Investor Global Mulai Kembali Minati Saham Teknologi AI China Setelah Lama Terabaikan
Finansial
Investasi dan Pasar Modal
18 Nov 2025
243 dibaca
2 menit

Rangkuman 15 Detik
Investor semakin berfokus pada tren AI yang berkembang di Cina.
Saham teknologi Cina masih memiliki potensi pertumbuhan dibandingkan dengan rekan-rekan mereka di AS.
Diversifikasi investasi di pasar Cina dapat membantu mengurangi risiko di portofolio investor global.
Saham teknologi di China mulai mengalami pemulihan dari titik terendahnya, terutama karena China semakin dikenal sebagai kekuatan besar di bidang kecerdasan buatan (AI). Hal ini menarik perhatian investor internasional yang sebelumnya menahan diri akibat risiko geopolitik dan masalah ekonomi domestik China.
Menurut Mark Fiteny, seorang bankir investasi senior di JPMorgan, minat investor global meningkat karena mereka merasa portofolio mereka kurang memiliki eksposur terhadap tren AI di China. Oleh karena itu, para investor mulai mengalihkan dana mereka ke beberapa perusahaan teknologi terbesar di China.
Meskipun ada peningkatan alokasi investasi, nilainya masih lebih rendah dibandingkan dengan periode 2015 hingga 2021. Ini disebabkan kekhawatiran terkait risiko geopolitik dan kondisi ekonomi domestik yang menantang. Namun demikian, valuasi saham teknologi China yang relatif rendah dibandingkan perusahaan AS menjadi daya tarik tersendiri.
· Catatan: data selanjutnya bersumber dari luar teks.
PR #151, opened 2021-11-16
Update manifest files

bpradipt:
Add daemonset file
  Update channel to candidate


littlejawa:
Hi @bpradipt,
I missed those in my commit - thanks for fixing it :-/

/lgtm

Issue #2288, opened 2020-12-08
Failing build on Windows computer


olafurpg:
Running `sbt tests/test` fails on Windows with the following error
```
[info] ScalaTest
[info] Run completed in 1 minute, 23 seconds.
[info] Total number of tests run: 78
[info] Suites: completed 10, aborted 0
[info] Tests: succeeded 77, failed 1, canceled 0, ignored 0, pending 0
[info] *** 1 TEST FAILED ***
[error] Failed: Total 2864, Failed 112, Errors 0, Passed 2752, Ignored 7
[error] Failed tests:
[error]         org.scalafmt.EmptyFileTest
[error]         org.scalafmt.cli.CliTest
[error]         org.scalafmt.util.GitOpsTest
[error]         org.scalafmt.FormatTests
[error] (tests / Test / test) sbt.TestsFailedException: Tests unsuccessful
[error] Total time: 108 s (01:48), completed 8 d├®c. 2020 13:51:55
```

Reported by @sjrd. The Scalafmt CI ran on Windows via Appveyor at some point but it got removed. It should be fairly easy to setup the CI on Windows again with GitHub Actions.

PR #2293, opened 2020-12-14
Add tests for windows

tgodzik:
Fixes https://github.com/scalameta/scalafmt/issues/2288

Additionally, to help with some [cryptic errors](https://github.com/scalatest/scalatest/issues/556) I got back to munit (reverted https://github.com/scalameta/scalafmt/pull/1697). The support in Intellij is much better now, so I think it's worth keeeping. There was a recent release with some nice changes in Intellij - https://blog.jetbrains.com/scala/2020/12/01/intellij-scala-plugin-2020-3/#munit-support

What do you think?

I commented on parts that are related to windows failures.

### DIFF
--- a/.gitattributes
+++ b/.gitattributes
@@ -1,0 +1,2 @@
+* eol=lf
+*.png eol=autocrlf
--- a/build.sbt
+++ b/build.sbt
@@ -213,6 +213,7 @@ lazy val tests = project
       scalatest.value
     ),
     scalacOptions ++= scalacJvmOptions.value,
+    javaOptions += "-Dfile.encoding=UTF8",
     // Fork in CI to avoid memory limitation issues. Disable forking locally
     // because ScalaTest error reporting fails with cryptic serialization errors
     // when forking is enabled.
--- a/scalafmt-tests/src/test/scala/org/scalafmt/cli/CliTest.scala
+++ b/scalafmt-tests/src/test/scala/org/scalafmt/cli/CliTest.scala
@@ -34,6 +34,13 @@ abstract class AbstractCliTest extends AnyFunSuite with DiffAssertions {
     Cli.getConfig(args, baseCliOptions).get
   }
 
+  def assertContains(out: String, expected: String) = {
+    assert(
+      out.replace("\r\n", "\n").contains(expected.replace("\r\n", "\n")),
+      out + "\n should have contained \n" + expected
+    )
+  }
+
   val unformatted = """
     |object a    extends   App {
     |pr("h")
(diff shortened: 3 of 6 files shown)


scalafmt-tests/src/test/scala/org/scalafmt/util/DiffTest.scala
```diff
@@ -1,17 +1,27 @@
...
-    loc: Position,
+    loc: Location,
     original: String,
     expected: String,
     skip: Boolean,
     only: Boolean,
     style: ScalafmtConfig
 ) {
-  val fullName = s"${loc.fileName}:${loc.lineNumber}: $name"
+  val file = DiffTest.testDir.relativize(Paths.get(loc.path)).toString()
```
tgodzik, line 19: This is needed to have test names like `vertical-multiline/beforeImplicitKW.stat`

.gitattributes
```diff
@@ -0,0 +1,2 @@
+* eol=lf
+*.png eol=autocrlf
```
kitbellew, line 2: LF missing?

build.sbt
```diff
@@ -36,10 +36,11 @@ inThisBuild(
     crossScalaVersions := List(scala213, scala212, scala211),
     resolvers += Resolver.sonatypeRepo("releases"),
     libraryDependencies ++= List(
-      scalatest.value % Test,
```
kitbellew, line 39: wait a minute... are you switching to munit, from scalatest? can we support windows without that?

we tried it before, intellij doesn't run tests anymore.

kitbellew (changes requested):
if you really need to add munit, let's have that as a completely separate pr, and not hide behind adding tests for windows.

but we tried it before, and it didn't work:

https://github.com/scalameta/scalafmt/pull/1681
https://github.com/scalameta/scalafmt/pull/1697

build.sbt
tgodzik: I switched to munit, because it was not possible to read the logs in the CI :/ 

Intellij should work now: https://blog.jetbrains.com/scala/2020/12/01/intellij-scala-plugin-2020-3/#munit-support

I can remove it and keep the changes for the Windows job only.

tgodzik:
> if you really need to add munit, let's have that as a completely separate pr, and not hide behind adding tests for windows.
> 
> but we tried it before, and it didn't work:
> 
> #1681
> #1697

Sure, I will put it into a separate PR. It just helped me fix the other issues.

scalafmt-tests/src/test/scala/org/scalafmt/cli/CliTest.scala
```diff
@@ -34,6 +34,13 @@ abstract class AbstractCliTest extends AnyFunSuite with DiffAssertions {
     Cli.getConfig(args, baseCliOptions).get
   }
 
+  def assertContains(out: String, expected: String) = {
+    assert(
+      out.replace("\r\n", "\n").contains(expected.replace("\r\n", "\n")),
+      out + "\n shoudld have contained \n" + expected
```
kitbellew, line 40: typo

kitbellew (changes requested):
thank you for simplifying?

kitbellew (approved):

.gitattributes
tgodzik: I just copied over https://github.com/scalameta/munit/blob/master/.gitattributes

Investor dari berbagai wilayah, termasuk Timur Tengah, Asia Tenggara, dan Eropa, juga semakin berminat untuk berinvestasi di saham teknologi China, terutama melalui pasar saham di Hong Kong. Hal ini memberikan sumber pendanaan yang beragam bagi perusahaan teknologi China dan membantu mereka berkembang lebih global.
JPMorgan melihat bahwa pemulihan saham teknologi China saat ini masih di tahap awal, dan potensi pertumbuhan di masa depan sangat besar terutama dengan adanya inovasi AI dan dukungan kebijakan pemerintah. Tren ini berpeluang mengubah lanskap teknologi dan investasi global dalam waktu dekat.
Analisis Ahli
Mark Fiteny
Investor mulai tertarik karena eksposur terhadap AI China masih kurang dalam portofolio mereka, dan Hong Kong menjadi pusat listing yang menawarkan diversifikasi terbaik.